At 52, Howard, who had gray hair and an infectious smile, became the oldest known U.S. woman to die in combat.
This is complicated.
From what the
article says, Howard enjoyed her civil affairs work in Afghanistan. I'm glad she could find purpose in her life. But her death is also an indicator:
That she was in Afghanistan, serving as a gunner on a Humvee, shows the drain two wars have put on an all-volunteer military. She was the new face of the military's civil-affairs units, which do reconstruction and relief work. Constant deployments have tapped out the regular Army Reservists who most often filled those jobs in Iraq and Afghanistan.

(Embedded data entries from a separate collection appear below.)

PR #917, opened 2019-06-12
add pubsub labels to continuous prow job

yt3liu:

Add the following labels to the continuous prow jobs:
```
prow.k8s.io/pubsub-project: knative-tests
prow.k8s.io/pubsub-topic: knative-monitoring
prow.k8s.io/pubsub-runID: <job-name>
```

Fixes #

### DIFF
--- a/ci/prow/make_config.go
+++ b/ci/prow/make_config.go
@@ -763,9 +763,9 @@ func generateGoCoveragePeriodic(title string, repoName string, _ yaml.MapSlice) 
 			fmt.Sprintf("--cov-threshold-percentage=%d", data.Base.GoCoverageThreshold)}
 		data.Base.ServiceAccount = ""
 		addExtraEnvVarsToJob(&data.Base)
-		addLabelToJob(&data.Base, "prow.k8s.io/pubsub-project", "knative-tests")
-		addLabelToJob(&data.Base, "prow.k8s.io/pubsub-topic", "knative-monitoring")
-		addLabelToJob(&data.Base, "prow.k8s.io/pubsub-runID", data.PeriodicJobName)
+		addLabelToJob(&data.Base, "prow.k8s.io/pubsub.project", "knative-tests")
+		addLabelToJob(&data.Base, "prow.k8s.io/pubsub.topic", "knative-monitoring")
+		addLabelToJob(&data.Base, "prow.k8s.io/pubsub.runID", data.PeriodicJobName)
 		configureServiceAccountForJob(&data.Base)
 		executeJobTemplate("periodic go coverage", readTemplate(periodicCustomJob), title, repoName, data.PeriodicJobName, false, data)
 		return
--- a/ci/prow/make_config.go
+++ b/ci/prow/make_config.go
@@ -575,9 +575,6 @@ func generatePeriodic(title string, repoName string, periodicConfig yaml.MapSlic
 			if len(data.Base.Args) == 0 {
 				data.Base.Args = allPresubmitTests
 			}
-			addLabelToJob(&data.Base, "prow.k8s.io/pubsub-project", "knative-tests")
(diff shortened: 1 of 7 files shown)


srinivashegde86:
do we want to try this on a periodic job that doesnt run every 2 hours before adding it to continous runs?

ci/prow/make_config.go
```diff
@@ -568,6 +575,9 @@ func generatePeriodic(title string, repoName string, periodicConfig yaml.MapSlic
 			if len(data.Base.Args) == 0 {
 				data.Base.Args = allPresubmitTests
 			}
+			addLabelToJob(&data.Base, "prow.k8s.io/pubsub-project", "knative-tests")
+			addLabelToJob(&data.Base, "prow.k8s.io/pubsub-topic", "knative-monitoring")
+			addLabelToJob(&data.Base, "prow.k8s.io/pubsub-runID", fmt.Sprintf("ci-%s-%s", data.Base.RepoNameForJob, jobNameSuffix))
```
steuhs: You are trying to make this string the same as the job here, right? Can you use just take the job name, instead? What if the job name changed to other format than fmt.Sprintf("ci-%s-%s", data.Base.RepoNameForJob, jobNameSuffix)

yt3liu:
> do we want to try this on a periodic job that doesnt run every 2 hours before adding it to continous runs?

@srinivashegde86  That's a good point.  Do you have a job in mind? 

Maybe `nightly`? Or do you prefer a non-periodic job? 
I think there might be a lot of presubmit jobs created during work hours, and may not be ideal for initial testing.

ci/prow/make_config.go
yt3liu: The job name is not populated until much later after it determines the job type. I added the labels here with duplicated job name logic because I don't want to change the code flow for the initial testing as we may expand the scope to label all periodic jobs. 

I can move the name logic if we are not going to label all periodic jobs in the future. Currently, the periodic job types are `continuous`, `nightly`, `branch-ci`, `dot-release`, `auto-release`, `performance`, `performance-mesh`, `latency`, `custom-job`, `cron`, `release`, `webhook-apicoverage`. 

Do you know if there's a job type from the above list that should not be labelled?

steuhs: why don't we just use func getTestGroupName(repoName string, jobName string). In this way if there is any change in the future we don't need to deal with bugs derived from discrepancy.

We actually need the jobname to be returned from pubsub, because we need to store that in the db. If we don't return it through runID here then we need to change crier's implementation to export it.

Sorry, I don't understand your 2nd and 3rd paragraph. You can talk with me offline

srinivashegde86:
> Or do you prefer a non-periodic job?

I am not sure :) How about the go coverage job? - https://github.com/knative/test-infra/blob/master/ci/prow/config.yaml#L2339

ci/prow/make_config.go
yt3liu: Changed the labelled job to go-coverage which is not part of this method. Let's decide on which jobs to label later.

srinivashegde86:
/cc @dushyanthsc 
/cc @chaodaiG 

can one of you please take a look at the config changes here and add the lgtm label? I am not as familiar with them

adrcunha:
/approve

You might want to start one of the coverage jobs manually using run_job.sh and immediately inspect it to ensure it behaves the way you want. I don't see any issues with the new labels.

yt3liu:
> /approve
> 
> You might want to start one of the coverage jobs manually using run_job.sh and immediately inspect it to ensure it behaves the way you want. I don't see any issues with the new labels.

Very good point. Just realized I was diffing the wrong file when I was comparing the generated file content by mkpj. Updated the labels and confirmed pubsub subscriber receive message correctly. 
https://prow.knative.dev/rerun?prowjob=f4426cba-8e0f-11e9-8d84-acde48001122

/hold cancel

Howard had never been deployed before, not since joining the Reserves on a whim in 1988. After her medical unit was disbanded in 1996, she was assigned to the Individual Ready Reserves, for soldiers without a unit.
She went to monthly drills but mainly handled paperwork, biding her time, putting in her 20 years before earning retirement benefits.
But as a stopgap -- and in a first for the U.S. military -- provincial-reconstruction teams in Afghanistan were being filled by a mix of Navy, Air Force, Army, National Guard and Reserve soldiers.
Bush's insane war in Iraq is a contributing factor to this woman's death in service to her country. It may be melodramatic, but I can't help but think that if our military had stayed focussed on Afghanistan, we might have had a chance to rout the Taliban by now, regardless of any help they may be getting from Musharaff. Meredith Howard wouldn't have been a target of a suicide bomber, a tactic imported to Afghanistan from Iraq.
RIP SFC Howard.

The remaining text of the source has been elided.